Créer la prochaine génération d'antibiotiques ainsi que des solutions de diagnostic efficaces pour lutter contre l'antibiorésistance. Tel sont les objectifs affichés d'Aurobac therapeutics, une joint-venture entre le laboratoire pharmaceutique Boehringer Ingelheim, le spécialiste du diagnostic in vitro bioMérieux et la société en sciences de la vie Evotec. La société créée aura d'ailleurs son siège social à Lyon."L'augmentation des agents pathogènes résistants aux médicaments (ou antibiorésistance), due principalement à une utilisation abusive et inadaptée des antimicrobiens et à un mauvais contrôle des infections, menace notre capacité à traiter des infections courantes", souligne dans un communiqué Michel Pairet, qui dirige l'unité Innovation de Boehringer Ingelheim et membre du Comité de Direction.
"L'antibiorésistance tue environ 1,27 million de personnes dans le monde chaque année et on estime que, d'ici 2050, on pourrait compter 10 millions de décès en raison de l'antibiorésistance, ce qui la rendrait plus mortelle que le cancer", alerte-t-il.
Modèle économique non viable
"Le domaine de recherche des antibiotiques a été abandonné par beaucoup de sociétés pharmaceutiques, à l'exception de quelques grosses entreprises, car le modèle économique n'est pas viable. Le développement d'un nouvel anti-infectieux est risqué, long, coûteux et le retour sur investissement est loin d'être assuré", constate François Lacoste, directeur exécutif Recherche & Développement chez bioMérieux.

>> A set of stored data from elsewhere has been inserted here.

PR #8969, opened 2025-07-18
webgpu: Create command encoder and pass arrayLayerCount

jc3265:
BUGS = [432262069]


filament/backend/src/webgpu/WebGPUDriver.cpp
```diff
@@ -852,6 +852,10 @@ void WebGPUDriver::compilePrograms(CompilerPriorityQueue priority,
 
 void WebGPUDriver::beginRenderPass(Handle<HwRenderTarget> renderTargetHandle,
         RenderPassParams const& params) {
+    if (!mCommandEncoder) {
```
AndyHovingh, line 855: This is fine, but I think we should either _also_ do this nullptr check in makeCurrent before we create the encoder there or just remove creation there instead (only creating the command encoder here if it is not already created).

filament/backend/src/webgpu/WebGPUTexture.cpp
```diff
@@ -422,13 +422,15 @@ bool WebGPUTexture::supportsMultipleMipLevelsViaStorageBinding(const wgpu::Textu
     return storageBindingCompatibleFormatForViewFormat(format) != wgpu::TextureFormat::Undefined;
 }
 
-wgpu::TextureView WebGPUTexture::getOrMakeTextureView(const uint8_t mipLevel,
-        const uint32_t arrayLayer) {
+wgpu::TextureView WebGPUTexture::makeAttachmentTextureView(const uint8_t mipLevel,
+        const uint32_t arrayLayer, uint32_t layerCount) {
```
AndyHovingh: nit: `const uint32_t layerCount`

filament/backend/src/webgpu/WebGPUDriver.cpp
jc3265: good idea, i'll add the check

PR #9064, opened 2025-08-08
webgpu: Update GLSL for mip test

jc3265:
part of BUGS [424157731]


poweifeng:
I think there's another one in `test_LoadImage.cpp`, would you mind doing the same replacement in there as well?

jc3265:
> I think there's another one in `test_LoadImage.cpp`, would you mind doing the same replacement in there as well?

Yes, will do this on a different PR along with other changes for `LoadImage`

En moyenne, les revenus annuels pour un antibiotique sont de l'ordre de 40 millions de dollars alors que le développement coûte de l'ordre d'1 milliard. Il note qu' "actuellement, les principales innovations sont assurées par des startups, qui ont souvent du mal à franchir le stade du développement pré-clinique. Il faut trouver de nouveaux anti-infectieux avec de nouveaux modes d'action et développer un modèle économique favorisant l'accès au marché". Pour lui, il faudrait revoir le modèle économique, actuellement basé sur les volumes de ventes d'antibiotiques. "Il faudrait préserver ces antibiotiques et les considérer comme des « extincteurs », à utiliser le moins possible. Il faudrait en parallèle développer des « détecteurs de fumée », avec des tests diagnostiques capables de déterminer avec certitude si un antibiotique est nécessaire ou non", développe-t-il.